- _Work to be completed_
Please reproduce exactly the lines that begin the listing below, up to and including the line where "(diff shortened: 1 of 1 files shown)" occurs.

- _Source material_

PR #530, opened 2019-07-15
Handle exceptions on attempted merges

ryzngard:
Add try/catch around attempted merges and log failures.

### DIFF
--- a/src/AzureFunctionPackage/Functions/GitHubAutoMergePRs/run.csx
+++ b/src/AzureFunctionPackage/Functions/GitHubAutoMergePRs/run.csx
@@ -33,22 +33,32 @@ private static async Task RunAsync(ExecutionContext context)
         {
             var prIdentifier = $"{owner}/{name}:{pr}";
             Log.Info("Checking " + prIdentifier);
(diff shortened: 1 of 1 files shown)


src/AzureFunctionPackage/Functions/GitHubAutoMergePRs/run.csx
```diff
@@ -33,22 +33,32 @@ private static async Task RunAsync(ExecutionContext context)
...
-            else if (mergeError != null)
-            {
-                Log.Error($"Unable to auto-merge PR '{prIdentifier}': {await mergeError.Content.ReadAsStringAsync()}");
-            }
-            else
-            {
-                Log.Error($"Unable to auto-merg PR '{prIdentifier}' for unknown reason.");
+                // If a specific merge fails, we don't want to fail all merges. Log the exception
+                // and continue trying to merge other PRs 
+                Log.Error(ex);
```
ryzngard: I wasn't able to run this locally, is this the right way to log exceptions or is there something more detailed?

jasonmalinowski: 🤷‍♂

PR #533, opened 2019-07-17
Log.Error doesn't have an overload that takes an exception

ryzngard:
Use `ex?.ToString()` instead to output the error.


ryzngard:
:(

PR #538, opened 2019-08-06
Removed NuGet.Repack now that it lives in Arcade

JoeRobich:


JoeRobich:
@tmat Please take a look

PR #539, opened 2019-08-09
Create draft insertion PRs with Roslyn Insertion Tool

JoeRobich:
Specify "/createdraftpr=true" to create your insertion as a draft. Additionally specify, "/queuevalidationbuild=true" to start all the build policies.

Created this insertion PR with RIT to verify https://devdiv.visualstudio.com/DevDiv/_git/VS/pullrequest/232168


src/RoslynInsertionTool/RoslynInsertionTool/RoslynInsertionTool.VisualStudioTeamServices.cs
```diff
@@ -44,7 +44,8 @@ private static GitPullRequest CreatePullRequest(string sourceBranch, string targ
                 Title = $"{prefix}{Options.InsertionName} '{Options.BranchName}/{buildToInsert}' Insertion into {Options.VisualStudioBranchName}",
                 Description = description,
                 SourceRefName = sourceBranch,
-                TargetRefName = targetBranch
+                TargetRefName = targetBranch,
+                IsDraft = true,
```
RikkiGibson: What's the effect in practice of making the insertion PR a draft? Reduces notification noise?

JoeRobich: It does. Need to remember who was asking for this. Maybe @jasonmalinowski remembers

JoeRobich: A thing to think about is that when an insertion pr is marked as a draft, none of the policies run. Manually queuing a policy still won't run it.

JoeRobich: So it seemed like this would be useful for DummyPRs, but you also can't approve a draft PR which makes it less than ideal

jasonmalinowski: I think we did want draft support so anybody making insertions for their own uses (to run RPS) could be marked as draft so nobody gets excited pressing merge buttons. "Normal" insertions would not use draft.

JoeRobich: I could not get any policies to run while in Draft state. Cloudbuild, DDRIT, Symbol check, etc....

JoeRobich: I came back around to this and draft PRs can now launch policies to run. They do not start automatically so I will look into starting them with RIT.

JoeRobich: Updated so that specifying /QueueValidationBuild=true will start all the checks for draft PRs now.

JoeRobich:
@RikkiGibson Please take another look

RikkiGibson:
a few things:

1. have you verified the expected behavior for UpdateExistingPr and OverwriteExistingPr? I assume that Update would leave the draft status as-is and Overwrite would overwrite the draft status..?
2. which of our scripts, if any, should pass this flag? should we just remember to pass the flag when queueing a OneOffInsertion for a dev branch?

JoeRobich:
> a few things:
> 
> 1. have you verified the expected behavior for UpdateExistingPr and OverwriteExistingPr? I assume that Update would leave the draft status as-is and Overwrite would overwrite the draft status..?

Updated the Options.Valid check. Will now report invalid and give a message if CreateDraftPR is true and UpdatingExistingPR. Verfied Update does not affect the DraftPR state. Verified that Overwrite can revert a published PR back to a Draft PR.

> 2. which of our scripts, if any, should pass this flag? should we just remember to pass the flag when queueing a OneOffInsertion for a dev branch?

OneOffInsertion and Overwrite should have the option. You cannot approve a PR while it is unpublished so it doesn't work for the DummyPR use case.

PR #549, opened 2019-08-23
Invert the merge flow for dev16.4-preview1

agocke:
master is taking over, so the merges should go the other way until we can delete the branch


src/AzureFunctionPackage/Functions/Common/config.xml
```diff
@@ -17,7 +17,7 @@
     <merge from="release/dev16.1-vs-deps" to="release/dev16.2" />
     <merge from="release/dev16.3-preview2-vs-deps" to="release/dev16.3-vs-deps" />
     <merge from="release/dev16.3-vs-deps" to="master-vs-deps" />
-    <merge from="master-vs-deps" to="release/dev16.4-preview1-vs-deps" />
+    <merge from="release/dev16.4-preview1-vs-depss" to="master-vs-deps" />
```
RikkiGibson: typo?

agocke: Yup, thanks

PR #664, opened 2026-07-07
Escape SQL metacharacters when building CREATE STAGE

sfc-gh-helmeleegy:
CREATE STAGE construction now escapes SQL metacharacters in interpolated values so option/path inputs cannot alter the generated statement. Adds CreateStageEscapingSecuritySuite coverage.


sfc-gh-bli (approved):
LGTM

PR #665, opened 2026-07-07
Validate OAuth token request URL scheme and host

sfc-gh-helmeleegy:
The OAuth token request URL is validated for scheme and host before use, so a crafted token-request endpoint cannot redirect token requests to an attacker-controlled destination. Adds OAuthUrlValidationSecuritySuite coverage.


sfc-gh-bli (approved):
LGTM

PR #1, opened 2015-05-20
Options and `basePath` addition

gmac:
Good work, this plugin is definitely what I needed. A few additions though:

* Make manifest filename configurable through constructor options.
* Adding `basePath` option for prefixing all filepaths within the manifest. This is useful for including the build output location within all file references.


danethurber:
this is something i meant to add be didn't get around to it. thanks for the help

PR #4, opened 2015-07-01
Added transformExtensions option for sourcemaps

jordansexton:
ManifestPlugin currently doesn't handle sourcemap assets properly. `main.js.map` and `main.css.map` will result in a single output key, `main.map`. This is caused by the expectation of only a single file extension.

This is probably not the best way to solve this, but it works with minimal code changes. The `imageExtensions` RegExp was also changed to handle this. Additional extensions can easily be added for other modifiers. The change also includes a passing test for

Note: this branch is based off of [patch-1](https://github.com/jordansexton/webpack-manifest-plugin/tree/patch-1) (#3). I can change that and rebase if you like the PR but don't want to have to cherry pick around.

### DIFF
--- a/lib/plugin.js
+++ b/lib/plugin.js
@@ -9,7 +9,7 @@ function ManifestPlugin(opts) {
     stripSrc: null,
     imageExtensions: /(jpe?g|png|gif|svg)$/i
   }, opts || {});
-};
+}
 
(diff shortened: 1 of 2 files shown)


danethurber:
awesome. thanks for the help

PR #6, opened 2015-07-28
Emit manifest with assets

tikotzky:
This fixes an issue I came across when trying to use this plugin with [`webpack-dev-middleware`](https://github.com/webpack/webpack-dev-middleware)

`webpack-dev-middleware` uses [`memory-fs`](https://github.com/webpack/memory-fs) instead of writing to disk. 
The issue was that when the plugin tried to write the manifest [here](https://github.com/danethurber/webpack-manifest-plugin/blob/b29088eaf942500a19587f826f37cc34ded5f33e/lib/plugin.js#L73) it would crash because the output dir would not exist since webpack was writing the files to memory.

I changed the plugin so it emits the `manifest.json` as a standard asset so that webpack will write it using whichever fs it is currently using.

regarding a test...
I started writing a specific test for running with `memory-fs` but then realized that if I change all tests to use `memory-fs` I can completely remove the need `rimraf`. 
This way compatibly with `memory-fs` is being tested without an explicit test.

### DIFF
--- a/lib/plugin.js
+++ b/lib/plugin.js
@@ -1,5 +1,3 @@
-var fs = require('fs');
-var path = require('path');
 var _ = require('lodash');
 
 function ManifestPlugin(opts) {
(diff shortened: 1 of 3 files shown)


neilgupta:
Thank you! This is exactly the fix I was looking for to get webpack-manifest-plugin working with karma-webpack.

tikotzky:
Thanks!

danethurber:
thank you

PR #8, opened 2015-10-01
Don't include the basePath in manifest keys

bensmithett:
We usually want to reference an asset by some key we know (its filename, e.g. `foo.js`) & get its real public path (e.g. `https://some.cdn.url/foo.1234.js`) in return.

If the basePath gets added to both the key & value in the manifest, it's impossible to do this.

Since it's a simple change I thought I'd just PR it rather than opening an issue, but curious if you have a use case for including basePath in the keys?

:smile: cheers!


armanm:
What's supposed to happen if two assets with the same name exist on two different paths?

bensmithett:
OK, I did something daft & don't actually need this. Never mind!

PR #13, opened 2015-11-26
require('fs'); closes #12

jordansexton:

PR #14, opened 2015-11-27
Handling of non-image, non-chunk assets; readFile changed

jordansexton:
This removes the sketchy extension whitelist for image types (refs. #11), and uses webpack's compilation events to solve a longstanding problem, how to map output assets possibly including hashes to inputs. I've run the tests and refactored until everything passed.

Edit: ~~This includes the two commits from #13, but I can cut them if there's a merge conflict.~~
It also overrides #11, but it actually solves the problem at the same time (manifest assets get uniquely associated with user inputs).

### DIFF
--- a/README.md
+++ b/README.md
@@ -46,3 +46,4 @@ new ManifestPlugin({
 * `fileName`: The manifest filename in your output directory (`manifest.json` by default).
 * `basePath`: A path prefix for all file references. Useful for including your output path in the manifest.
 * `stripSrc`: removes unwanted strings from source filenames
+* `cache`: In [multi-compiler mode](https://github.com/webpack/webpack/tree/master/examples/multi-compiler) webpack will overwrite the manifest on each compilation. Passing a shared `{}` as the `cache` option into each compilation's ManifestPlugin will combine the manifest between compilations.
--- a/lib/plugin.js
+++ b/lib/plugin.js
@@ -1,3 +1,4 @@
+var path = require('path');
 var _ = require('lodash');
 
 function ManifestPlugin(opts) {
--- a/lib/plugin.js
+++ b/lib/plugin.js
@@ -36,7 +36,7 @@ ManifestPlugin.prototype.apply = function(compiler) {
 
   compiler.plugin('emit', function(compilation, compileCallback){
     var stats = compilation.getStats().toJson();
-    var assetsByChunkName = stats.assetsByChunkName;
+
     var manifest;
     if (this.opts.readFile && fs.existsSync(outputPath)) {
       manifest = JSON.parse(fs.readFileSync(outputPath).toString());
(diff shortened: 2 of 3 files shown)


jordansexton:
I added a test for the new `cache` option and documented it. This is a breaking change from the `readFile` option but there's no alternative, as the file can't be read after #6 -- it isn't written until all compilations are emitted.

Sorry for the messy PR and issues. As I was digging into the original fix I discovered the other problems and refactored a lot.

shamrin:
@jordansexton Nice patch! However, I've found two problems when I ran your code against our project (I've tested my PR #11 with the same project):

The first one is serious. The seconds is minor and probably not even a bug…

#### 1. Crash

The code from this PR fails with it encounters nameless chunks:

```
/Users/user/src/webpack-manifest-plugin/lib/plugin.js:47
      var chunkName = chunk.name.replace(this.opts.stripSrc, '');
                                ^

TypeError: Cannot read property 'replace' of null 
```

I've changed the line above to:

```js
      var chunkName = (chunk.name || '').replace(this.opts.stripSrc, '');
```

and it works, but then it generates strange key for this nameless chunk:

```
{
  ".js": "1.1.02cfefee0f5fbac7d2af.js",
…
}
```

#### 2. Manifest keys don't use the names set with file-loader plugin.

Extract from our webpack config:

```js
            {
                test: /\.png$/,
                loader: 'file-loader',
                query: {
                    name: '[1]-[name].[hash:20].png',
                    regExp: 'node_modules/([^/]+)/'
                }
            }
```

This PR generates the following manifest:

```
{
…
  "layers-2x.png": "leaflet-layers-2x.324b4fcaf164735c6272.png",
  "layers.png": "leaflet-layers.7cb0d2482ecadc1b80eb.png",
  "marker-icon-2x.png": "leaflet-marker-icon-2x.1c824216f354218b04b2.png",
  "marker-icon.png": "leaflet-marker-icon.87f6ca46ac356e81dc43.png",
  "marker-shadow.png": "leaflet-marker-shadow.e7bd5e4b8dbbc3dfbe3e.png",
…
}
```

With the master branch I get the following manifest:

```
{
…
  "leaflet-layers-2x.png": "leaflet-layers-2x.324b4fcaf164735c6272.png",
  "leaflet-layers.png": "leaflet-layers.7cb0d2482ecadc1b80eb.png",
  "leaflet-marker-icon-2x.png": "leaflet-marker-icon-2x.1c824216f354218b04b2.png",
  "leaflet-marker-icon.png": "leaflet-marker-icon.87f6ca46ac356e81dc43.png",
  "leaflet-marker-shadow.png": "leaflet-marker-shadow.e7bd5e4b8dbbc3dfbe3e.png"
…
}
```

Notice how the first version misses `leaflet-` prefix. `Leaflet` refers to http://leafletjs.com. You can probably see this behaviour yourself if you do `npm install leaflet` and `require` in your app.

But I don't know what behaviour is correct…

D1plo1d:
+1 for this PR. With this PR my manifest.json properly includes webpack's font assets (eg. `fontawesome-webfont.eot?v=4.5.0`).

mastilver:
Hi @jordansexton 

I'm trying to add tests arround: 

```js
     moduleAssets[file] = path.join(
          path.dirname(file),
          path.basename(module.userRequest)
      );
```

But all the tests are wrote are passing with both the code above and this one:

```js
moduleAssets[file] = file;
```

Can you give me a scenario when you code is needed?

- _Answer box_
PR #530, opened 2019-07-15
Handle exceptions on attempted merges

ryzngard:
Add try/catch around attempted merges and log failures.

### DIFF
--- a/src/AzureFunctionPackage/Functions/GitHubAutoMergePRs/run.csx
+++ b/src/AzureFunctionPackage/Functions/GitHubAutoMergePRs/run.csx
@@ -33,22 +33,32 @@ private static async Task RunAsync(ExecutionContext context)
         {
             var prIdentifier = $"{owner}/{name}:{pr}";
             Log.Info("Checking " + prIdentifier);
(diff shortened: 1 of 1 files shown)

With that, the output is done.